Records contained in a dataset:
________________

PR #6254, opened 2024-05-12
[Donations] Support a `background` param

sampoder:
I feel like this has been requested a fair bit! Here's HQ with a navy blue:

Screenshot 2024-05-11 at 6 30 53 PM

I didn't use cookies because, unlike dark mode, there's no toggle for background colour and I didn't want to cause weird cases where people visit a different donation page and still have a specific background colour. Instead, the param persists throughout the process.

Closes https://github.com/hackclub/hcb/issues/4604


app/controllers/donations_controller.rb
```diff
@@ -202,6 +203,12 @@ def check_dark_param
     end
   end
 
+  def check_background_param
+    # because we're going to be injecting this value into a stylesheet,
+    # we ensure that it's a hex code to prevent: https://css-tricks.com/css-security-vulnerabilities/
+    @background = params[:background] unless (params[:background] =~ /^[0-9a-fA-F]{6}$/).nil?
```
sarthaktexas: oh this is smart

sarthaktexas (dismissed):
this looks good -- the comments are helpful. i think gary might have words on any sec vulns but i can't think of any more than you've already covered

sampoder:
nice! :D @garyhtou what do you think?

app/controllers/donations_controller.rb
garyhtou: Ruby regex is tricky because `^` and `$` isn't actually start and end of string. Instead, you need to use `\A` and `\z`.

```suggestion
    @background = params[:background] unless (params[:background] =~ /\A[0-9a-fA-F]{6}\z/).nil?
```

app/views/donations/_donation_form.html.erb
```diff
@@ -71,6 +71,13 @@
       Your contribution is tax-deductible<% if !@event.country_US? %> in the US<% end %>.
     </p>
 
+    <% if @background.present? %>
+      <%# @background is defined in the donations controller's check_background_param method %>
+      <%# it's used for organisations to set a custom background colour when embedding the form %>
+      <%# we include it here to ensure that this colour is used at all stages %>
+      <%= form.hidden_field :background, value: @background, name: :background %>
```
garyhtou: is the `name:` necessary?

app/views/donations/finish_donation.html.erb
```diff
@@ -19,7 +19,7 @@
       data-controller="stripe"
       data-stripe-api-key-value="<%= StripeService.publishable_key %>"
       data-stripe-client-secret-value="<%= @donation.stripe_client_secret %>"
-      data-stripe-return-url-value="<%= finished_donation_donations_url(@event, @donation.url_hash) %>"
+      data-stripe-return-url-value="<%= finished_donation_donations_url(@event, @donation.url_hash, { background: @background }.compact_blank) %>"
```
garyhtou: Is there a reason we're `compact_blank` here, and not elsewhere?

app/controllers/donations_controller.rb
garyhtou: Alternatively, you can use [`\h` for hexadecimal](https://ruby-doc.org/3.2.2/Regexp.html#:~:text=/%5Ch/%20%2D%20A%20hexdigit%20character%20(%5B0%2D9a%2DfA%2DF%5D)).

```suggestion
    @background = params[:background] unless /\A(\h{3}){1,2}\z/.match?(params[:background])
```

garyhtou: This also supports 3 digit hex

app/views/donations/_donation_form.html.erb
sampoder: yeah, otherwise it'll be put inside the donation params

app/views/donations/finish_donation.html.erb
sampoder: So if `@background` is nil, it'll have no impact. That felt safer.

app/controllers/donations_controller.rb
sampoder: oh I like this!

app/controllers/donations_controller.rb
```diff
@@ -202,6 +203,12 @@ def check_dark_param
     end
   end
 
+  def check_background_param
+    # because we're going to be injecting this value into a stylesheet,
+    # we ensure that it's a hex code to prevent: https://css-tricks.com/css-security-vulnerabilities/
+    @background = params[:background] unless (params[:background] =~ /\A[0-9a-fA-F]{6}\z/).nil?
```
sampoder:
```suggestion
    @background = params[:background] unless /\A(\h{3}){1,2}\z/.match?(params[:background])
```

garyhtou (commented):
🪄

PR #6255, opened 2024-05-12
Preload `:canonical_pending_declined_mapping` for CPTs

sampoder:
Closes https://github.com/hackclub/hcb/issues/5411

Seemed to be causing an n+1 with `declined?`


sampoder:
This is incredibly minor :peefest:

PR #7656, opened 2024-08-22
[UI] Stats: Fix large stat sizing

lachlanjc:
## Summary of the problem

Before, clicking between pages like Invoices & Donations, the top stats moved horizontally, due to CSS workarounds on each page. Now, they remain in place.

## Describe your changes

| Before | After |
| ------ | ------ |
| CleanShot 2024-08-22 at 17 02 14@2x | CleanShot 2024-08-22 at 17 01 14@2x |
| CleanShot 2024-08-22 at 17 06 55@2x | CleanShot 2024-08-22 at 17 07 22@2x |


sampoder (approved):
Thanks for this!

PR #7658, opened 2024-08-22
`sponsorship_fee` -> `revenue_fee`

sampoder:
Part of https://github.com/hackclub/hcb/pull/6296. Splitting this off to make https://github.com/hackclub/hcb/pull/6296 more reviewable.


garyhtou:
ty

garyhtou (commented):
Double check assignment works. I'm not seeing a `revenue_fee=` method; maybe it's not needed

sampoder:
I'm going to continue using sponsorship_fee for assignment. We don't do `sponsorship_fee = X` anywhere we just do `{sponsorship_fee: X}` (or some variation of that)

PR #7662, opened 2024-08-22
[UI] Receipts: Centralize import methods

lachlanjc:
## Summary of the problem

Before, the Receipt Center page had a bunch of grey text with instructions on how to import receipts. Copying the links required using context menus. 
CleanShot 2024-08-22 at 18 27 23@2x

For email, it sent you to your account settings to find or change your forwarding address, which then linked back to the Receipt Bin page (we refer to this page as Receipts, Receipt Center, Receipt Bin, and the URL is My Inbox).
CleanShot 2024-08-22 at 18 27 35@2x

## Describe your changes

I've centralized these instructions and configuration as parallel options at the top of the Receipts page:

CleanShot 2024-08-22 at 18 28 57@2x


app/views/events/g_suite_overview.html.erb
sampoder, line 1: Fixed in https://github.com/hackclub/hcb/pull/7661 as well!

app/views/my/inbox.html.erb
```diff
@@ -6,23 +6,55 @@
...
-  <p class="muted h3">
-    Alternatively, text your receipts to <%= sms_to "+1-864-548-4225", class: "break-none" %>
-    <% if @mailbox_address %>
-      or email them to <%= mail_to @mailbox_address.address, class: "break-none" %>.
-    <% else %>
-      or configure an email for receipt uploads in <%= link_to "your settings", my_settings_path %>.
-    <% end %>
-  </p>
+  <details class="my-4" <% @mailbox_address ? "open" : "" %>>
+    <summary>
```
sampoder: Thoughts on always showing them?

lachlanjc: It's not ideal to give up the vertical space at the top of the screen, but moving the section down doesn't make sense. If we drop the heading & card styling we won't use as much vertical space though!

app/views/mailbox_addresses/_mailbox_address.html.erb
garyhtou, line 1: BTW, the tooltips on the right of the card gets clipped
image

image

app/views/my/inbox.html.erb
lachlanjc: image

sampoder: I personally prefer this style but don't mind either way, we can merge something in and then improve on top of that

sampoder (approved):
LGTM!

app/views/mailbox_addresses/_mailbox_address.html.erb
lachlanjc: It's true, but we've had that bug for 5 years…

garyhtou: No longer relevant since the card was dropped!

garyhtou (approved):
Good to go!

garyhtou:
Thank you for these PRs @lachlanjc!

PR #7663, opened 2024-08-22
[UI] Streamline account settings

lachlanjc:
## Summary of the problem

- In the onboarding state, we had an overwhelming number of fields. It's pretty rare that users want to change their session duration or analytics settings, and they're not critical to getting started, so saved those for later.
- The notification options all had different copy and icons to refer to the same concepts, and had an unrelated setting for receipt importing in between. Grouping these as notifications and using consistent icons & copy makes them easier to parse.
- For our single-select tiles, having different widths & overflow onto two rows made the options look more overwhelming than they are.

(The receipt email generation is moving to Receipt Bin in #7662.)

## Describe your changes

| Before | After |
| ------ | ------ |
| Screen Shot 2024-08-22 at 18 52 17 | Screen Shot 2024-08-22 at 18 51 30 |
| image | image |


sampoder (dismissed):
These look good to me! Let's get https://github.com/hackclub/hcb/pull/7662 merged and then this as well. Thanks for cleaning this up.

app/views/users/edit.html.erb
```diff
@@ -82,89 +83,91 @@
...
+        <fieldset class="field">
+          <%= form.label :receipt_report_option, "Receipt reminders" %>
+          <p class="h5 muted mt0 mb1">
+            Get a regular email roundup of your transactions awaiting receipts.
+          </p>
+          <%= form.select :receipt_report_option,
+                          (User.receipt_report_options.map { |k, v| [k.humanize, k] }) %>
+        </fieldset>
+        <fieldset class="field">
+          <legend class="font-medium">Transaction comments</legend>
```
garyhtou: just as an FYI, this setting also affects comments on other models such as Reimbursement Reports

app/views/users/edit.html.erb
```diff
@@ -82,89 +83,91 @@
...
             <% end %>
           </div>
         </fieldset>
         <fieldset>
-          <legend class="heading h2 pt2">Charge notifications</legend>
-          <p class="h5 muted mt1 mb2">
-            How would you like to receive charge notifications?
+          <legend class="font-medium">Card use</legend>
+          <p class="h5 muted mt-0 mb-3">
+            Get a notification when there’s a charge on your debit card.
```
```suggestion
            Get a notification when there’s a charge on your HCB card.
```

garyhtou (commented):
Thank you for this!

app/views/users/edit.html.erb
sampoder: On yes, good catch, hence the threads wording

lachlanjc: Nice, added that information. "My Threads" I think wasn't clear enough, this should be clearer

sampoder: This is a minute detail but "my threads" also included threads you had previously commented on

lachlanjc:
Glad you like! Can one of you hit approve?

sampoder (approved):
Let's merge in #7662 first so that people don't lose access to their mailbox address

PR #7664, opened 2024-08-22
Create a Hack Club affiliate plan + annotate all models

sampoder:


app/models/event/plan/hack_club_affiliate.rb
garyhtou, line 1: Just a thought:

At the moment, when we want to enable something for HQ-projects only, we'd use the HQ category find them.

Now, can look for a `hack_club_affilated` feature (if we add one). It is also possible to look for this specific plan, but directly accessing plans should be discouraged.

sampoder: True. I guess going forward we could put that feature in the features array, like how we were talking about with card grants.

garyhtou: Yup!

PR #7668, opened 2024-08-22
Rename "Receipt centre" to "My receipts"

sampoder:
This also moves the badge to transactions, which gives it a bit more context. And removes the increasingly awkward "Receipt Bin" header:

Screenshot 2024-08-22 at 4 56 47 PM

The "Send in" features are technically part of "Receipt Bin". It was starting to get confusing having this title there.


sampoder:
My receipts was the title of the page, we had two names for it and it was getting confusing.

PR #7671, opened 2024-08-23
Document quick expense via SMS & email

sampoder:
Inspired by @lachlanjc's work on the receipts page.

Screenshot 2024-08-22 at 5 36 15 PM

Next thing is finding a way to remove the Review requested / My reports pill because I'm finding it distracting.


sampoder:
These have existed for a while, just they were never documented so a few people used them.

PR #7701, opened 2024-08-23
Replace the transactions table with a list of flexbox rows

sampoder:
Screenshot 2024-08-23 at 7 57 24 AM

Same old transaction table, now with flexbox. I've only switched over the ledger for now. Not sure how urgent removing the underline is so...

We also now use a combined partial (Manu had a similar PR to also do that but looks like it never got merged).

Can someone review and sanity check this? It's a fairly risky merge.


malted:
May you explain why you want to do this?

sampoder:
Sorry yeah. So Gary asked me to remove the underline from the memos because
those are now links. I thought the best way to do that would be to make the
whole row clickable but unfortunately you can’t make a table row a link
cleanly, hence this.

sampoder:
If there’s a better way to do it, I’m down… I’d prefer to keep it a table
if possible

lachlanjc:
I just solved this problem on another project! We can keep the a tag where it is, but add an onclick to the rows with JS that funnels the click event to the a tag, then add CSS for a row hover effect. This:

- Maintains the a11y of the table, which is crucial for screenreaders (this PR would otherwise significantly worsen navigation of transactions)
- Maintains the keyboard navigation behavior we have today, where only the transaction name is focusable
- Improves the experience for pointer users with an expanded clickable area
- Improves the aesthetics by removing the underline

sampoder:
Good idea! Let's do that.

PR #7706, opened 2024-08-23
[UI] Transactions: Use tabular numbers

lachlanjc:
## Summary of the problem

It's visually faster to parse the magnitude of numbers when each digit is the same width, so commas align vertically.

## Describe your changes

| Before | After |
| ------ | ------ |
| image | image |


sampoder (approved):

sampoder:
We should use this in more places imo, it’s a nice touch!

garyhtou:
That's amazing!

PR #7708, opened 2024-08-25
[UI] Use upload icon for receipts

lachlanjc:
## Summary of the problem

The previous icon meant share, and was being used inconsistently.

## Describe your changes

Before:
CleanShot 2024-08-25 at 15 01 31@2x

After:
image


sampoder (approved):
Thanks for this! I've also added them to the reimbursements receipt upload.

PR #7712, opened 2024-08-25
[UI] Use tabular numbers consistently

lachlanjc:
## Summary of the problem

I began rolling out tabular nums in #7706, and Sam suggested thinking through more thoroughly where else they make sense. Turns out, a bunch of places!

## Describe your changes

- We often have several badges near one another, which can be consistent widths
- Setting all numbers in tables fixes every numeric column app-wide
- Stats make a huge difference, by removing the visual jitter of hovering over the account balance graph:

Before:
CleanShot 2024-08-25 at 15 57 44

After:
CleanShot 2024-08-25 at 15 58 03


sampoder (approved):
Looking good!

PR #7713, opened 2024-08-25
[UI] Admin: Fix overlapping badges

lachlanjc:
## Summary of the problem

Though it's admin-only UI, the overlapping chevrons on badges have been bothersome.

## Describe your changes

Before:
CleanShot 2024-08-25 at 15 59 31@2x

After:
CleanShot 2024-08-25 at 16 00 02@2x


sampoder (approved):

sampoder:
Thanks!

PR #8087, opened 2024-10-07
Better merchant category names

24c02:
now that yellow_pages can turn MCCs into reasonable names, let's have them everywhere!


app/models/card_grant.rb
```diff
@@ -182,7 +182,7 @@ def allowed_categories
   end
 
   def allowed_category_names
-    allowed_categories.map(&:humanize)
+    allowed_categories.map { |category| YellowPages::Category.lookup(key: category).name || "#{category}*" }.uniq
```
garyhtou: out of curiosity, what's the purpose of the `*`?

app/views/hcb_codes/_stripe_card.html.erb
```diff
@@ -295,7 +295,8 @@
           </p>
           <p>
             <strong>Category</strong>
-            <%= @hcb_code.stripe_merchant["category"]&.humanize %>
+            <%# we actually don't want humanized here – it's useful to see exactly what a merchant codes as in stripe_format for the purposes of setting up card grant allowlists %>
+            <%= @hcb_code.stripe_merchant["category"] %>
```
garyhtou: Thoughts on doing "Fast food restaurants (`fast_food_restaurants`)"?

garyhtou (dismissed):
tested. this functions well!

app/views/hcb_codes/_stripe_card.html.erb
24c02: yeah, i think i like that better!

app/models/card_grant.rb
24c02: we don't enforce that card grant category restrictions are actual stripe categories, i'm using this as shorthand for "something might not be right here"

garyhtou (approved):

PR #8092, opened 2024-10-07
Temporarily disabling importing transactions from Column for UTC transition

sampoder:


sampoder:
Covering by bases here before I actually make the switch.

________________

Set down precisely the lines above between the line holding "Closes https://github.com/hackclub/hcb/issues/4604" and the line holding "nice! :D @garyhtou what do you think?", inclusive, and nothing beyond them.

Closes https://github.com/hackclub/hcb/issues/4604


app/controllers/donations_controller.rb
```diff
@@ -202,6 +203,12 @@ def check_dark_param
     end
   end
 
+  def check_background_param
+    # because we're going to be injecting this value into a stylesheet,
+    # we ensure that it's a hex code to prevent: https://css-tricks.com/css-security-vulnerabilities/
+    @background = params[:background] unless (params[:background] =~ /^[0-9a-fA-F]{6}$/).nil?
```
sarthaktexas: oh this is smart

sarthaktexas (dismissed):
this looks good -- the comments are helpful. i think gary might have words on any sec vulns but i can't think of any more than you've already covered

sampoder:
nice! :D @garyhtou what do you think?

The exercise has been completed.